Generalized Transfer Matrix States from Artificial Neural Networks

TL;DR

This paper introduces generalized transfer matrix states (GTMS), a new neural network-based quantum state family that unifies tensor networks and deep ANNs, capable of capturing complex quantum correlations and entanglement.

Contribution

The paper proposes GTMS, a novel class of states bridging tensor networks and deep ANNs, with analytical computability and enhanced ability to model long-range entanglement.

Findings

GTMS can embed matrix product states and capture long-range correlations.

GTMS networks can exhibit volume-law entanglement scaling.

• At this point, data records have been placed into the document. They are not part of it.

PR #891, opened 2022-12-08
Build out token script

aGuttman:
Built out token script to include adding tokens by file, one at a time and by uuids 'user_email' field (as was done on staging). Also added a show argument to list tokens currently in DB.

Created and ran unit tests for new script functionality.

### DIFF
--- a/bin/auth/insert_tokens.py
+++ b/bin/auth/insert_tokens.py
@@ -1,12 +1,31 @@
 import argparse
 import emission.storage.decorations.token_queries as esdt
+import emission.core.get_database as edb
 
 if __name__ == '__main__':
     parser = argparse.ArgumentParser(prog="insert_tokens")
 
-    parser.add_argument("file")
+    parser.add_argument("--file", help="add tokens to DB from file")
+    parser.add_argument("--single", help="add a single token")
+    parser.add_argument("--uuid", help="add tokens to the DB off of the email field of UUIDS", action="store_true")
+    parser.add_argument("--show", help="show tokens that are in the DB", action="store_true")
 
     args = parser.parse_args()
 
-    token_list = (esdt.get_tokens_from_file(args.file))
-    esdt.insert_many_tokens(token_list)
+    if args.file:
+        token_list = (esdt.get_tokens_from_file(args.file))
+        esdt.insert_many_tokens(token_list)
+
+    if args.single:
+        token = args.single
+        esdt.insert({"token":token})
+
+    if args.uuid:
+        uuid_list = edb.get_uuid_db().find()
+        for u in uuid_list:
+            esdt.insert({"token":u["user_email"]})
+
+    if args.show:
+        token_list = esdt.get_all_tokens()
+        for t in token_list:
+            print(t)
--- a/bin/auth/insert_tokens.py
+++ b/bin/auth/insert_tokens.py
@@ -4,11 +4,11 @@ import emission.core.get_database as edb
 
 if __name__ == '__main__':
     parser = argparse.ArgumentParser(prog="insert_tokens")
-
-    parser.add_argument("--file", help="add tokens to DB from file")
-    parser.add_argument("--single", help="add a single token")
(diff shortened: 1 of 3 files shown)


aGuttman:
Tested locally with new unit tests on a fresh mongoDB container.

bin/auth/insert_tokens.py
```diff
@@ -1,12 +1,31 @@
...
+import emission.core.get_database as edb
 
 if __name__ == '__main__':
     parser = argparse.ArgumentParser(prog="insert_tokens")
 
-    parser.add_argument("file")
+    parser.add_argument("--file", help="add tokens to DB from file")
+    parser.add_argument("--single", help="add a single token")
+    parser.add_argument("--uuid", help="add tokens to the DB off of the email field of UUIDS", action="store_true")
+    parser.add_argument("--show", help="show tokens that are in the DB", action="store_true")
```
shankari, line 11: what happens if I call this with no arguments?
what happens if I call it with multiple arguments?

You should add unit tests for those cases as well.

Hint: Have you considered using a mutually exclusive group?

emission/tests/storageTests/TestTokenQueries.py
```diff
@@ -73,21 +76,73 @@ def test_auth_fail_file_insert(self):
...
 
-    def test_run_script(self):
-        os.system("python3 bin/auth/insert_tokens.py emission/tests/storageTests/token_test_files/tokens.txt")
+    def test_run_script_file(self):
+        os.system("python3 bin/auth/insert_tokens.py --file emission/tests/storageTests/token_test_files/tokens.txt")
         self.assertEqual(esdt.get_all_tokens(), ['a','b','c','d'])
 
-    def test_run_script_auth(self):
-        os.system("python3 bin/auth/insert_tokens.py emission/tests/storageTests/token_test_files/tokens.txt")
+    def test_run_script_file_auth(self):
```
shankari, line 83: what is the difference between this and `test_run_script_file`? you might want to add some comments explaining this...

emission/tests/storageTests/TestTokenQueries.py
```diff
@@ -73,21 +76,73 @@ def test_auth_fail_file_insert(self):
...
+        os.system("python3 bin/auth/insert_tokens.py --file emission/tests/storageTests/token_test_files/tokens.txt")
         tlm = enat.TokenListMethod()
         self.assertEqual(tlm.verifyUserToken('b'), 'b')
 
-    def test_run_script_auth_fail(self):
-        os.system("python3 bin/auth/insert_tokens.py emission/tests/storageTests/token_test_files/tokens.txt")
+    def test_run_script_file_auth_fail(self):
```
shankari, line 88: Ditto.

emission/tests/storageTests/TestTokenQueries.py
```diff
@@ -73,21 +76,73 @@ def test_auth_fail_file_insert(self):
...
+        with self.assertRaises(ValueError):
+            tlm = enat.TokenListMethod()
+            tlm.verifyUserToken('z')
+
+    def test_run_script_show(self):
+        esdt.insert({'token':'x'})
+        esdt.insert({'token':'y'})
+        esdt.insert({'token':'z'})
+        os.system("python3 bin/auth/insert_tokens.py --show")
+        self.assertEqual(True, True)
```
shankari, line 144: Nit: you should be able to read the script result by opening the stdout of the process as a file and reading from it.
https://docs.python.org/3/library/subprocess.html#subprocess.run

This may be too overkill for the current code, but I would encourage you to figure it out as a learning experience in your spare time.

shankari (changes requested):

emission/tests/storageTests/TestTokenQueries.py
aGuttman: It's the same, I just renamed it to specify what argument it is testing since I added new options.

shankari (approved):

GTMS effectively parametrizes critical quantum ground states.

Abstract

Identifying variational wave functions that efficiently parametrize the physically relevant states in the exponentially large Hilbert space is one of the key tasks towards solving the quantum many-body problem. Powerful tools in this context such as tensor network states have recently been complemented by states derived from artificial neural networks (ANNs). Here, we propose and investigate a new family of quantum states, coined generalized transfer matrix states (GTMS), which bridges between the two mentioned approaches in the framework of deep ANNs. In particular, we show by means of a constructive embedding that the class of GTMS contains generic matrix product states while at the same time being capable of capturing more long-ranged quantum correlations that go beyond the area-law entanglement properties of tensor networks. While the state amplitude of generic deep ANNs cannot be exactly evaluated, that of a GTMS network can be analytically computed using transfer matrix methods. With numerical simulations, we demonstrate how the GTMS network learns random matrix product states in a supervised learning scheme, and how augmenting the network by long-ranged couplings leads to the onset of volume-law entanglement scaling. By means of an explicit example using variational Monte Carlo, we also show that GTMS can parametrize critical quantum many-body ground states to a good accuracy. Our findings suggest that GTMS are a promising candidate for the study of critical and dynamical quantum many-body systems.